_MATERIAL SUPPLIED:_
▬▬▬▬▬▬
PR #315, opened 2020-09-16
CEDS-2680 Update content for User Signed Out page

MaciejRewera:


app/views/user_signed_out.scala.html
```diff
@@ -32,15 +31,17 @@
     </p>
 }
 
+@paragraphBodyContent = {
```
PatrykRudnicki, line 34: Why you're not using `paragraphBody` component?

PatrykRudnicki (approved):

app/views/user_signed_out.scala.html
MaciejRewera: Because it only accepts `String` as input and I need to have link inside.

PR #319, opened 2020-09-29
CEDS-2689 Add hidden text with context for movements

janeturner:
- Create option for visually hidden text to link component
- Use link with hidden text on movements page
- Refactor files which use link component to use Html data type instead of String

### DIFF
--- a/app/views/movements.scala.html
+++ b/app/views/movements.scala.html
@@ -41,7 +41,7 @@
   } else {
     @link(
       message = components.elements_in_separate_lines(submission.ucrBlocks.map(_.fullUcr)),
-      textHidden = Some(messages("submissions.hidden.text", submission.ucrBlocks.map(_.fullUcr).mkString)),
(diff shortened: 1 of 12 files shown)


app/views/movements.scala.html
```diff
@@ -38,9 +39,11 @@
   @if(notifications.isEmpty){
     @components.elements_in_separate_lines(submission.ucrBlocks.map(_.fullUcr))
   } else {
-    <a href="@routes.NotificationsController.listOfNotifications(submission.conversationId)">
-      @components.elements_in_separate_lines(submission.ucrBlocks.map(_.fullUcr))
-    </a>
+    @link(
+      message = components.elements_in_separate_lines(submission.ucrBlocks.map(_.fullUcr)),
+      textHidden = Some(messages("submissions.hidden.text", submission.ucrBlocks.map(_.fullUcr).mkString)),
```
MaciejRewera, line 44: This is similar to the PR for Internal frontend. `mkString` without parameters will glue elements together.

MaciejRewera (approved):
▬▬▬▬▬▬
_WHAT YOU ARE ASKED TO DO:_
The lines above that hold the word "messages" should be found and copied out.

_RESPONSE BOX:_
-      textHidden = Some(messages("submissions.hidden.text", submission.ucrBlocks.map(_.fullUcr).mkString)),
+      textHidden = Some(messages("submissions.hidden.text", submission.ucrBlocks.map(_.fullUcr).mkString)),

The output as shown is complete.